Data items
++++++++++++++++++++

PR #1053, opened 2022-07-25
Add labelers

ddobrigk:


jgrosseo:
Would it make sense to have this part of the builder and switch it on/off depending on if the table is requested by another task?

ddobrigk:
(sorry for the slow response - was on night shifts earlier this week) Hi @jgrosseo, @njacazio, for merging with the builders, that's definitely a good idea! I will work on that. Nicolo, I think that, as for moving the strangeness tables, I guess it's a bit a matter of taste. It's true that these are general-purpose analysis tables, so I don't really have a strong feeling ...

ddobrigk:
Will incorporate into builders + make minor adjustments

PR #1058, opened 2022-07-26
DPG: kine correlation IU vs. DCA filtered tracks.

mfaggin:


mfaggin:
@njacazio not the most elegant solution probably, but this works. Trying to use `rawIteratorAt` with gloal indices breaks at runtime and this is because of grouping. I would go like this, if you agree.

++++++++++++++++++++

▸ **Task objective**
Extract each entry in full, exactly as given.

▸ **Answer section**
PR #1053, opened 2022-07-25
Add labelers

ddobrigk:


jgrosseo:
Would it make sense to have this part of the builder and switch it on/off depending on if the table is requested by another task?

ddobrigk:
(sorry for the slow response - was on night shifts earlier this week) Hi @jgrosseo, @njacazio, for merging with the builders, that's definitely a good idea! I will work on that. Nicolo, I think that, as for moving the strangeness tables, I guess it's a bit a matter of taste. It's true that these are general-purpose analysis tables, so I don't really have a strong feeling ...

ddobrigk:
Will incorporate into builders + make minor adjustments

PR #1058, opened 2022-07-26
DPG: kine correlation IU vs. DCA filtered tracks.

mfaggin:


mfaggin:
@njacazio not the most elegant solution probably, but this works. Trying to use `rawIteratorAt` with gloal indices breaks at runtime and this is because of grouping. I would go like this, if you agree.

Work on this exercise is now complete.